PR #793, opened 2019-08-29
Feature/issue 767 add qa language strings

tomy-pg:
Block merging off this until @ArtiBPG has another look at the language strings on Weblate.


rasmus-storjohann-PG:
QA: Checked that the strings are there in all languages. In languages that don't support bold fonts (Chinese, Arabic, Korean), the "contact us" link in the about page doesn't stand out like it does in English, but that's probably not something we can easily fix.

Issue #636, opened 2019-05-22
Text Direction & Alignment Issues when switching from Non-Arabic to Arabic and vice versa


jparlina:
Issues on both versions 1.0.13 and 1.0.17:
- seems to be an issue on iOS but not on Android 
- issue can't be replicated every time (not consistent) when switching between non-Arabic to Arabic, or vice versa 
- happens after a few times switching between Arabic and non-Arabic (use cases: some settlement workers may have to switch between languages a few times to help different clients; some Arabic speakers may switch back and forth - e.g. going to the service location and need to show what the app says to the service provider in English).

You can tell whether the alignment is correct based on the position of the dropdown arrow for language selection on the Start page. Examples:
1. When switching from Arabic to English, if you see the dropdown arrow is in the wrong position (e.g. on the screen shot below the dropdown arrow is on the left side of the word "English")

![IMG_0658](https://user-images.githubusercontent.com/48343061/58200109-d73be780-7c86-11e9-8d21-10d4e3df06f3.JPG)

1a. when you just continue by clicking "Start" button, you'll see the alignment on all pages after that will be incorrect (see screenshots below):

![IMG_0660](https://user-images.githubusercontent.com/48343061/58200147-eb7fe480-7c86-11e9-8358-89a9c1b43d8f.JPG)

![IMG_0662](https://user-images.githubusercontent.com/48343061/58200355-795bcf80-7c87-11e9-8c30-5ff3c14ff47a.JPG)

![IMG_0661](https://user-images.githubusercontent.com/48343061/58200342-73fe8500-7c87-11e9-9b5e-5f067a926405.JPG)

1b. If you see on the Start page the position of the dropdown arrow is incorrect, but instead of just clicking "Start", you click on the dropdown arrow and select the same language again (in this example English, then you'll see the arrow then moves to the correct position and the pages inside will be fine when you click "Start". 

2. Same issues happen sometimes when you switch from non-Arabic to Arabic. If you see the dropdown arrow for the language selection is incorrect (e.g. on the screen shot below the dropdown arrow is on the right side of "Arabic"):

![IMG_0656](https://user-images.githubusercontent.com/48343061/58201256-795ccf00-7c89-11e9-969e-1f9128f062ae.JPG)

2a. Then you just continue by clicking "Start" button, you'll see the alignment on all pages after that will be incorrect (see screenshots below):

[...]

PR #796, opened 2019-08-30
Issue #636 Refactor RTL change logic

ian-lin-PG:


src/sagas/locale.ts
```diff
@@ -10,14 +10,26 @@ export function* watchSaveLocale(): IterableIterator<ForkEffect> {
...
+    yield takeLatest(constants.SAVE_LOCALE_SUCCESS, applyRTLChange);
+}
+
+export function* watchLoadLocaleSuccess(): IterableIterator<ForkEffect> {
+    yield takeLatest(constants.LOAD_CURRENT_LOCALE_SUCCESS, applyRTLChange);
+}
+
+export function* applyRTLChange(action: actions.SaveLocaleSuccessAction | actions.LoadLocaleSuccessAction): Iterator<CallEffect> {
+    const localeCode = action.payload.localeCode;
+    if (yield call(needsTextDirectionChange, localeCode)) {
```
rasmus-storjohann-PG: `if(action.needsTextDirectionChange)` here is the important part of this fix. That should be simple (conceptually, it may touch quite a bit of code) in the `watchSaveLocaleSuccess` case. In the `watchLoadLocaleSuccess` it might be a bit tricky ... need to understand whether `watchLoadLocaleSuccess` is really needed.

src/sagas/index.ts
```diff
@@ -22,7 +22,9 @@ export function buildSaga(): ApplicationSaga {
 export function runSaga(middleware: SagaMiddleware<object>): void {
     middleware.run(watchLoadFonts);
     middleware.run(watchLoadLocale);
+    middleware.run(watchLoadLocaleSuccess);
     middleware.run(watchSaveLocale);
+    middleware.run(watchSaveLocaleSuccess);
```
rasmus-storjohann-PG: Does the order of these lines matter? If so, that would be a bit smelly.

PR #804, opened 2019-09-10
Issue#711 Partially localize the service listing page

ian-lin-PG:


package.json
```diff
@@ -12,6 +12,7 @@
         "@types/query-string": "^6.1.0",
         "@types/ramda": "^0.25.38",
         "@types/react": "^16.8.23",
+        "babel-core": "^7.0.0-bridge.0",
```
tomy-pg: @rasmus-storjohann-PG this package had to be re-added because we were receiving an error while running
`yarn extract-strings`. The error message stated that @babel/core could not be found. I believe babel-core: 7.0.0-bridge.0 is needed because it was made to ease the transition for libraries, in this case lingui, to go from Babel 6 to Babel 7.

§ EXERCISE REQUIREMENTS:
Each record must be output word for word.

§ THE ANSWER:
PR #793, opened 2019-08-29
Feature/issue 767 add qa language strings

tomy-pg:
Block merging off this until @ArtiBPG has another look at the language strings on Weblate.


rasmus-storjohann-PG:
QA: Checked that the strings are there in all languages. In languages that don't support bold fonts (Chinese, Arabic, Korean), the "contact us" link in the about page doesn't stand out like it does in English, but that's probably not something we can easily fix.

Issue #636, opened 2019-05-22
Text Direction & Alignment Issues when switching from Non-Arabic to Arabic and vice versa


jparlina:
Issues on both versions 1.0.13 and 1.0.17:
- seems to be an issue on iOS but not on Android 
- issue can't be replicated every time (not consistent) when switching between non-Arabic to Arabic, or vice versa 
- happens after a few times switching between Arabic and non-Arabic (use cases: some settlement workers may have to switch between languages a few times to help different clients; some Arabic speakers may switch back and forth - e.g. going to the service location and need to show what the app says to the service provider in English).

You can tell whether the alignment is correct based on the position of the dropdown arrow for language selection on the Start page. Examples:
1. When switching from Arabic to English, if you see the dropdown arrow is in the wrong position (e.g. on the screen shot below the dropdown arrow is on the left side of the word "English")

![IMG_0658](https://user-images.githubusercontent.com/48343061/58200109-d73be780-7c86-11e9-8d21-10d4e3df06f3.JPG)

1a. when you just continue by clicking "Start" button, you'll see the alignment on all pages after that will be incorrect (see screenshots below):

![IMG_0660](https://user-images.githubusercontent.com/48343061/58200147-eb7fe480-7c86-11e9-8358-89a9c1b43d8f.JPG)

![IMG_0662](https://user-images.githubusercontent.com/48343061/58200355-795bcf80-7c87-11e9-8c30-5ff3c14ff47a.JPG)

![IMG_0661](https://user-images.githubusercontent.com/48343061/58200342-73fe8500-7c87-11e9-9b5e-5f067a926405.JPG)

1b. If you see on the Start page the position of the dropdown arrow is incorrect, but instead of just clicking "Start", you click on the dropdown arrow and select the same language again (in this example English, then you'll see the arrow then moves to the correct position and the pages inside will be fine when you click "Start". 

2. Same issues happen sometimes when you switch from non-Arabic to Arabic. If you see the dropdown arrow for the language selection is incorrect (e.g. on the screen shot below the dropdown arrow is on the right side of "Arabic"):

![IMG_0656](https://user-images.githubusercontent.com/48343061/58201256-795ccf00-7c89-11e9-969e-1f9128f062ae.JPG)

2a. Then you just continue by clicking "Start" button, you'll see the alignment on all pages after that will be incorrect (see screenshots below):

[...]

PR #796, opened 2019-08-30
Issue #636 Refactor RTL change logic

ian-lin-PG:


src/sagas/locale.ts
```diff
@@ -10,14 +10,26 @@ export function* watchSaveLocale(): IterableIterator<ForkEffect> {
...
+    yield takeLatest(constants.SAVE_LOCALE_SUCCESS, applyRTLChange);
+}
+
+export function* watchLoadLocaleSuccess(): IterableIterator<ForkEffect> {
+    yield takeLatest(constants.LOAD_CURRENT_LOCALE_SUCCESS, applyRTLChange);
+}
+
+export function* applyRTLChange(action: actions.SaveLocaleSuccessAction | actions.LoadLocaleSuccessAction): Iterator<CallEffect> {
+    const localeCode = action.payload.localeCode;
+    if (yield call(needsTextDirectionChange, localeCode)) {
```
rasmus-storjohann-PG: `if(action.needsTextDirectionChange)` here is the important part of this fix. That should be simple (conceptually, it may touch quite a bit of code) in the `watchSaveLocaleSuccess` case. In the `watchLoadLocaleSuccess` it might be a bit tricky ... need to understand whether `watchLoadLocaleSuccess` is really needed.

src/sagas/index.ts
```diff
@@ -22,7 +22,9 @@ export function buildSaga(): ApplicationSaga {
 export function runSaga(middleware: SagaMiddleware<object>): void {
     middleware.run(watchLoadFonts);
     middleware.run(watchLoadLocale);
+    middleware.run(watchLoadLocaleSuccess);
     middleware.run(watchSaveLocale);
+    middleware.run(watchSaveLocaleSuccess);
```
rasmus-storjohann-PG: Does the order of these lines matter? If so, that would be a bit smelly.

PR #804, opened 2019-09-10
Issue#711 Partially localize the service listing page

ian-lin-PG:


package.json
```diff
@@ -12,6 +12,7 @@
         "@types/query-string": "^6.1.0",
         "@types/ramda": "^0.25.38",
         "@types/react": "^16.8.23",
+        "babel-core": "^7.0.0-bridge.0",
```
tomy-pg: @rasmus-storjohann-PG this package had to be re-added because we were receiving an error while running
`yarn extract-strings`. The error message stated that @babel/core could not be found. I believe babel-core: 7.0.0-bridge.0 is needed because it was made to ease the transition for libraries, in this case lingui, to go from Babel 6 to Babel 7.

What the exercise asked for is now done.